わたしの一番好きなピアノ曲は、ベートーヴェンの「ディアベッリの主題による変奏曲」です。
50分を超える曲ですが、これを聴いていると、耳も身体も心も頭も大満足で、嬉しさが溢れます。
ディアベリに開眼したのは、ちょうど19年前の2000年秋です。
それまでの体験、大昔(笑)のLP、バックハウスのものは少しも面白くなく、リヒテルのライブ演奏(CD)もピンと来なくて、ディアベッリってこんなもの?と思っていましたが、
それが2000年の秋、ポリーニの新譜を聴いて、ハマったのです。(クリック)いや~~なんて面白いのだろう!
その後で、ルイスの豪快で動的でかつ濃やかな名演をCDを聴き、ますます好きになり、ついに今月1日、銀座王子ホールで超絶のライブを聴き、もう言葉もない。CDの名演をより濃やかに、かつスケールを大きくし、強靭にした演奏で、圧倒的なピアニズムに呆然! これは、ルイスが小学生の頃、学校から借りてきたLP=ベートーヴェンの交響曲4番の出だしの部分をお母さんに聞かせ、「どお、いいでしょ。」と言い、お母さんの返事が通り一遍なので、「違うよ、カッコいいんだってば!」と言った、そのエピソードを想い起こさせる演奏です。いつまでも少年の純粋さをもつルイスの外連味(けれんみ)のないピアノは、ベートーヴェンの強靭な市民精神そのものです。

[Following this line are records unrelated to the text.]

PR #1630, opened 2021-03-28
[DO NOT MERGE] Push notifications when app is killed

bychkovdmitry:
### Description

Just food for thought on what is required to fix push notification when app process is killed. For the detailed description of what's happening please see the comments below.

### Checklist

- [X] Reviewers added

### DIFF
--- a/stream-chat-android-client/src/main/java/io/getstream/chat/android/client/api2/MoshiChatApi.kt
+++ b/stream-chat-android-client/src/main/java/io/getstream/chat/android/client/api2/MoshiChatApi.kt
@@ -83,8 +83,8 @@ internal class MoshiChatApi(
 
     val logger = ChatLogger.get("MoshiChatApi")
 
-    lateinit var userId: String
-    lateinit var connectionId: String
+    private var userId: String = ""
+    private var connectionId: String = ""
 
     override fun setConnection(userId: String, connectionId: String) {
         this.userId = userId
--- a/stream-chat-android-offline/src/main/java/io/getstream/chat/android/livedata/ChatDomainImpl.kt
+++ b/stream-chat-android-offline/src/main/java/io/getstream/chat/android/livedata/ChatDomainImpl.kt
@@ -455,7 +455,6 @@ internal class ChatDomainImpl internal constructor(
             object : SocketListener() {
                 override fun onConnected(event: ConnectedEvent) {
                     storeBgSyncData()
-                    client.removeSocketListener(this)
                 }
             }
         )
--- a/stream-chat-android-offline/src/main/java/io/getstream/chat/android/livedata/service/sync/PushMessageSyncHandler.kt
+++ b/stream-chat-android-offline/src/main/java/io/getstream/chat/android/livedata/service/sync/PushMessageSyncHandler.kt
@@ -3,7 +3,6 @@ package io.getstream.chat.android.livedata.service.sync
 import android.app.NotificationChannel
 import android.app.NotificationManager
 import android.app.Service
-import android.content.Context
 import android.os.Build
 import androidx.annotation.WorkerThread
 import androidx.core.app.NotificationCompat
@@ -14,7 +13,6 @@ import io.getstream.chat.android.client.logger.ChatLogger
 import io.getstream.chat.android.client.models.User
 import io.getstream.chat.android.client.notifications.FirebaseMessageParser
 import io.getstream.chat.android.client.notifications.FirebaseMessageParserImpl
-import io.getstream.chat.android.client.notifications.handler.ChatNotificationHandler
 import io.getstream.chat.android.client.notifications.handler.NotificationConfig
 import io.getstream.chat.android.livedata.ChatDomain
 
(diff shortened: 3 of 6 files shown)


stream-chat-android-client/src/main/java/io/getstream/chat/android/client/api2/MoshiChatApi.kt
```diff
@@ -83,8 +83,8 @@ internal class MoshiChatApi(
 
     val logger = ChatLogger.get("MoshiChatApi")
 
-    lateinit var userId: String
-    lateinit var connectionId: String
+    private var userId: String = ""
+    private var connectionId: String = ""
```
bychkovdmitry, line 87: Not to crash from notification as we don't connect to the WS and therefore we don't have `connectionId`

stream-chat-android-offline/src/main/java/io/getstream/chat/android/livedata/ChatDomainImpl.kt
```diff
@@ -455,7 +455,6 @@ internal class ChatDomainImpl internal constructor(
             object : SocketListener() {
                 override fun onConnected(event: ConnectedEvent) {
                     storeBgSyncData()
```
bychkovdmitry, line 457: Is `ChatClient` is properly initialized in the Application class, then we might want this call to be executed multiple time when user changes account.

stream-chat-android-offline/src/main/java/io/getstream/chat/android/livedata/service/sync/PushMessageSyncHandler.kt
```diff
@@ -43,18 +41,10 @@ public class PushMessageSyncHandler(private val service: Service) {
...
-        } else {
-            val syncConfig = syncModule.encryptedBackgroundSyncConfigStore.get()
-            syncConfig?.let {
-                val config = it
-                val user = User(id = config.userId)
-                val userToken = config.userToken
-                val client = initClient(service, user, userToken, config.apiKey)
-                client.onNewTokenReceived(token)
-            }
+        syncModule.encryptedBackgroundSyncConfigStore.get()?.let {
```
bychkovdmitry, line 44: `ChatClient` is always initilized if it is done in the Application class. There are two possible case:

-  App in the background, but the process is alive: `ChatClient` already initilizaed.
-  App process is killed. Then the following happens in this particular order:
1. Content providers are innitialized (irrelevant for us)
2. `Application` class is initialized, and therefore `ChatClient` is initilizaed
3. Services are initialized, and in this particular case `onNewToken` is invoked

stream-chat-android-offline/src/main/java/io/getstream/chat/android/livedata/service/sync/PushMessageSyncHandler.kt
```diff
@@ -79,22 +69,16 @@ public class PushMessageSyncHandler(private val service: Service) {
         startForegroundExecution(notificationConfig.smallIcon)
 
         val cid: String = firebaseMessageParser.parse(message).let { "${it.channelType}:${it.channelId}" }
```
bychkovdmitry, line 71: The same as the above. We assume that clients might have `ChatClient` not initialized, which is not correct. This branch should never have in a real app.

stream-chat-android-offline/src/main/java/io/getstream/chat/android/livedata/service/sync/PushMessageSyncHandler.kt
```diff
@@ -79,22 +69,16 @@ public class PushMessageSyncHandler(private val service: Service) {
...
-                val user = User(id = config.userId)
-                val token = config.userToken
-                val client = initClient(service, user, token, config.apiKey)
-                val domain = initDomain(user, client)
+        val syncConfig = syncModule.encryptedBackgroundSyncConfigStore.get()
+        syncConfig?.let {
+            val config = it
+            val user = User(id = config.userId)
+            val token = config.userToken
+            ChatClient.instance().setUserWithoutConnecting(user, token)
```
bychkovdmitry, line 77: This method actually does something a bit different. Is sets the user, but only if  it was not set before. So we can safely call the method here.

stream-chat-android-offline/src/main/java/io/getstream/chat/android/livedata/service/sync/PushMessageSyncHandler.kt
```diff
@@ -144,30 +128,6 @@ public class PushMessageSyncHandler(private val service: Service) {
         }
     }
```
bychkovdmitry, line 130: We can't initilizae `client` or `domain` here, because we are unaware what parameters to pass. For example, in our sample app we pass `SampleNotificationHandler`. And that is one of the reasons why push notifications don't work when app process is killed.

stream-chat-android-ui-components-sample/src/main/kotlin/io/getstream/chat/ui/sample/application/App.kt
```diff
@@ -18,6 +18,7 @@ class App : Application() {
         super.onCreate()
         instance = this
         DebugMetricsHelper.init()
```
bychkovdmitry, line 20: Init `ChatClient` and `ChatDomain` here. All the static data needs to initialized in the `Application` class, otherwise after process death it will be lost. (E.g. bring app to the background, kill app process, locate the app in task manager).

stream-chat-android-ui-components-sample/src/main/kotlin/io/getstream/chat/ui/sample/feature/home/HomeFragment.kt
```diff
@@ -80,6 +81,8 @@ class HomeFragment : Fragment() {
 
                 requireActivity().intent = null
```
bychkovdmitry, line 83: This is a hack. We did everything in push notification handler except connecting to the socket.

stream-chat-android-offline/src/main/java/io/getstream/chat/android/livedata/service/sync/PushMessageSyncHandler.kt
JcMinarro: Not all users are initializing `ChatClient` on `Application`

PR #1632, opened 2021-03-29
[CAS-829] Fix - Cursor crash for API bellow 29

leandroBorgesFerreira:
[CAS_829](https://stream-io.atlassian.net/browse/CAS-829)

### Description

Now it is only possible to change programatically the cursor for `MessageInputFieldView` for API 29+. In order to be able to change the cursor  `MessageInputFieldView`, users now need to override `stream_ui_message_input_cursor.xml`.

That's a little down size: The cursor won't respect the accent color by default anymore, which can be unexpected for some users. I would liek some options about this. Thanks!

### Checklist

- [x] Changelog updated with client-facing changes. -> Todo
- [x] Reviewers added


ogkuzmin (approved):
For me it's ok since other possible way is reflection usage that isn't good because some vendors can override the framework behaviour and reflection doesn't work.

エネルギーが充填され、元気と勇気が湧いてくる!
それに対して、昨年春、所沢ミューズでバッハのパルティータ全曲(なんと一回で6曲全部)を聴いて仰天した天才・コンスタンチン・リフシッツが、一昨年の日本公演で弾いたディアベッリは、まったく異なる演奏で、ベートーヴェンの精神の宇宙を現わす名演。深い奥行きで、豊かな感情が立体化した余裕の演奏で、まさに天才のなせる業。
3つのディアベッリは、三者三様で、全然似たところがない。みなにお礼を言おう。静的で構造がよく分かるのはポリーニ、深々とした豊かな精神性はリフシッツ、強靭でパワフルなのはルイスでドキドキする。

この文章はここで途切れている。